# Mantis Mystery



## bill krut (Feb 13, 2008)

Hi, I just bought four ghosts and five miomantises 10 days ago, both at l2/l3. They are sprayed twice a day and have fruit flies. container size is a circular container 4 in high and five wide. screen lid for ventilation and good amount of branches.

Ghosts are doing excellent. 3 have molted perfectly and the last should tommorrow.

mY egyptians on the other hand are dying one by one! I only have one left! And both species are in the same conditions!

what do i do!?!?!?!?!?!?!?!?!?!.


----------



## Hypoponera (Feb 13, 2008)

I would advise contacting the person who supplied your mantids! There maybe something you are missing that they could help with. Sounds kinda odd though. While I have never had Miomantis, I have heard it's much less demanding of its environmental conditions then ghosts are.

Do your dead Miomantids show any signs or cause of death? Did they die while molting? Were they eating well or drinking water?


----------



## yen_saw (Feb 13, 2008)

Unlike ghost mantis, Miomantis doesn't need spraying that often, and they need warm temp of about at least 80F to thrive.
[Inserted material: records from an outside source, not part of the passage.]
PR #1320, opened 2023-04-04
Maintenance: Remove dead Multicast Miss Stream feature

rousskov:
This feature was added in 1998 commit e66d792 for special "you are
absolutely certain you understand what you are doing" experiments and
considered "largely undocumented and unsupported" by its primary
author[^1]. The corresponding MULTICAST_MISS_STREAM code in
access_log.cc has not built since 2007 commit cc192b5 (at least):

* 'class Ip::Address' has no member named 's_addr'
* 'comm_open' was not declared in this scope
* 'comm_udp_sendto' was not declared in this scope
* 'mcastSetTtl' was not declared in this scope
* 'METHOD_GET' was not declared in this scope
* 'no_addr' was not declared in this scope
* no match for 'operator!=' (operand types are LogTags and LogTags_ot)

[^1]: Duane Wessels. 2004. Squid: The Definitive Guide. O'Reilly &
Associates, Inc., USA. See mcast_miss_addr documentation on page 390.

### DIFF
--- a/src/cf.data.pre
+++ b/src/cf.data.pre
@@ -8704,51 +8704,6 @@ DOC_START
 	By default, Squid doesn't listen on any multicast groups.
 DOC_END
 
-NAME: mcast_miss_addr
-IFDEF: MULTICAST_MISS_STREAM
-TYPE: address
-LOC: Config.mcast_miss.addr
-DEFAULT: no_addr
-DEFAULT_DOC: disabled.
-DOC_START
-	If you enable this option, every "cache miss" URL will
-	be sent out on the specified multicast address.
-
-	Do not enable this option unless you are are absolutely
-	certain you understand what you are doing.
-DOC_END
-
-NAME: mcast_miss_ttl
-IFDEF: MULTICAST_MISS_STREAM
-TYPE: u_short
-LOC: Config.mcast_miss.ttl
-DEFAULT: 16
-DOC_START
-	This is the time-to-live value for packets multicasted
-	when multicasting off cache miss URLs is enabled.  By
-	default this is set to 'site scope', i.e. 16.
-DOC_END
-
-NAME: mcast_miss_port
-IFDEF: MULTICAST_MISS_STREAM
-TYPE: u_short
-LOC: Config.mcast_miss.port
-DEFAULT: 3135
-DOC_START
-	This is the port number to be used in conjunction with
-	'mcast_miss_addr'.
-DOC_END
-
-NAME: mcast_miss_encode_key
-IFDEF: MULTICAST_MISS_STREAM
-TYPE: string
-LOC: Config.mcast_miss.encode_key
-DEFAULT: XXXXXXXXXXXXXXXX
-DOC_START
-	The URLs that are sent in the multicast miss stream are
-	encrypted.  This is the encryption key.
-DOC_END
-
 NAME: mcast_icp_query_timeout
 COMMENT: (msec)
 DEFAULT: 2000
--- a/CREDITS
+++ b/CREDITS
@@ -1013,14 +1013,6 @@ or obtained by writing to the Free Software Foundation, Inc.,
 
 ==============================================================================
 
-src/access_log.cc:
-
-mcast_encode() in src/access_log.c is derived from Mark Atkinson's
-(mark_a@cix.compulink.co.uk) "Tiny Encryption Algorithm".
-http://www.io.com/~paulhart/game/algorithms/tea.html
-
-==============================================================================
-
 src/acl/external/AD_group/:
 
  * (C)2008-2009 Guido Serassio - Acme Consulting S.r.l.
--- a/doc/release-notes/release-7.sgml.in
+++ b/doc/release-notes/release-7.sgml.in
@@ -64,7 +64,21 @@ This section gives an account of those changes in three categories:
 <sect1>Removed directives<label id="removeddirectives">
 <p>
 <descrip>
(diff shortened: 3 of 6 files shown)


rousskov:
> PR description: See mcast_miss_addr documentation on page 390.

Currently available on publisher's [site](https://www.oreilly.com/library/view/squid-the-definitive/0596001622/re172.html).

src/cf.data.pre
```diff
@@ -8704,51 +8704,6 @@ DOC_START
 	By default, Squid doesn't listen on any multicast groups.
 DOC_END
 
-NAME: mcast_miss_addr
```
yadij, line 8707: Removed directives should have entries added to the top of the file in a group for Squid-7 with type `obsolete`. See the directives already there for examples.

yadij, line 8707: Removed directives should have entries added to the top of the file in a group for Squid-7 with type `obsolete`. See the directives already there for examples.

yadij (changes requested):

src/cf.data.pre
rousskov: With a few hard-coded exceptions that clearly are not applicable here, Squid effectively defines `TYPE: obsolete` squid.conf directives as directives that can be ignored if found in squid.conf -- Squid continues to run fine after reporting obsolete directives.

Finding `mcast_miss_*` directives should be (and is) a fatal configuration error because Squid cannot even approximate admin desires expressed by those directives. Thus, these directives should just be dropped instead of re-added to cf.data.pre with a different `TYPE`.

yadij: As I mentioned already, see how the other outdated directives are handled. Some have an upgrade path, some just a warning, and others terminate Squid.

Given that you claimed these were unused directives IMO the default warning-and-continue behaviour is sufficient. But if you want to insist on Squid termination add a clause in `parse_obsolete()` to detect the `mcast_miss_` prefix and do that. see https://github.com/squid-cache/squid/blob/master/src/cache_cf.cc#L1069

rousskov: > As I mentioned already, see how the other outdated directives are handled. Some have an upgrade path, some just a warning, and others terminate Squid.

I recommend assuming that I know how Squid works until something I say cannot be interpreted without contradicting Squid code. That assumption can often reduce the cost of reviews and the number of review iterations.

> IMO the default warning-and-continue behaviour is sufficient. 

In this review scope, the question is not whether ignoring unsupported directives is sufficient (for something). The question is whether it makes things better or worse. Ideally, Squid should not ignore explicit admin directives that Squid cannot obey/support in any shape or form. I hope we can agree on that. That behavior also happens to be the current Squid default! We should use that correct default instead of adding custom code to make Squid behavior worse than that default. Just changing the type of the removed directives to `obsolete` would make things worse -- unsupported directives that should be result in fatal rejections would be accepted. This is not the right solution for that reason (among others).

Changing the type _and_ adding directive-specific code to reject (configurations with) these directives would preserve the current (correct) default -- unsupported directives would still result in configuration rejections. Should we add that feature-specific code in _this_ PR? I am sure that we should not: One could argue that such custom code should have been added around 2007, when Squid stopped supporting those directives, to provide a more seamless upgrade experience. Today, in 2023, 15 +years after Squid stopped supporting those directives, adding that feature-specific code is unnecessary (and, hence, is harmful). We should not _add_ feature-specific code when removing long-dead features!

I believe we can come to the same conclusion if we look at what would have happened if we did _everything_ right (all years are approximate in this example):

* 1998: Feature added. Squid gains feature-specific code.
* 2007: Feature removed. Custom code added to assist with Squid upgrades.
* 2017: Custom upgrade-assistance code removed. We should not keep/accumulate old upgrade-specific code forever, of course. Squid moves forward with no feature-specific code left.
* 2023: Squid (still) has no feature-specific code.

While we cannot jump back in time, this PR emulates exactly the same ideal final (2023) result without making things worse for anybody. Thus, this PR should be merged without adding feature-specific code to Squid.

> Given that you claimed these were unused directives 

I did not claim that. I assume that it _is_ possible that some very old Squid installation is using these directives. This PR claims that the feature cannot compile since 2007. Thus, the feature is unused in later Squids (at least). That narrower claim is sufficient to justify complete removal of feature-specific code from Squid v7+, as is done in this PR.

Moreover, if we do assume that these directives are really unused across all Squid installations in existence, then we should not add custom code specific to those directives just to tell folks that they are not supported. Doing so will not improve support for any legitimate use case, and adding unnecessary code is obviously harmful!


> But if you want to insist on Squid termination add a clause in `parse_obsolete()` to detect the `mcast_miss_` prefix and do that. see https://github.com/squid-cache/squid/blob/master/src/cache_cf.cc#L1069

IMO, we should not add more code when the existing code already does the right thing, especially when adding more code means prolonging the side effects of a long-dead feature.

Side note: The `log_icap` directive has been removed ~10 years ago (commit 8ebad78). It is time to remove its remaining code (including the `if` statement linked above) IMO. I hope somebody will do that and audit the remaining `obsolete` directives to clean up Squid code, but that work needs a dedicated PR.

kinkie (approved):
let's ship it

rousskov:
> yadij added M-cleared-for-merge and removed S-waiting-for-reviewer

@yadij, thank you for clearing this PR for merging. Please approve (or dismiss your blocking review) so that Anubis can actually merge these changes.

yadij (approved):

Try keep them warmer and dryer. Best of luck.


----------



## Rob Byatt (Feb 14, 2008)

yen_saw said:


> Unlike ghost mantis, Miomantis doesn't need spraying that often, and they need warm temp of about at least 80F to thrive. Try keep them warmer and dryer. Best of luck.


There are very few mantids that need spraying that often  

Why are you sprying them twice a day ?

As Yen said, spray them less.


----------



## bill krut (Feb 14, 2008)

they are to small to see what the cause of death is and I do not believe that they all mismolted.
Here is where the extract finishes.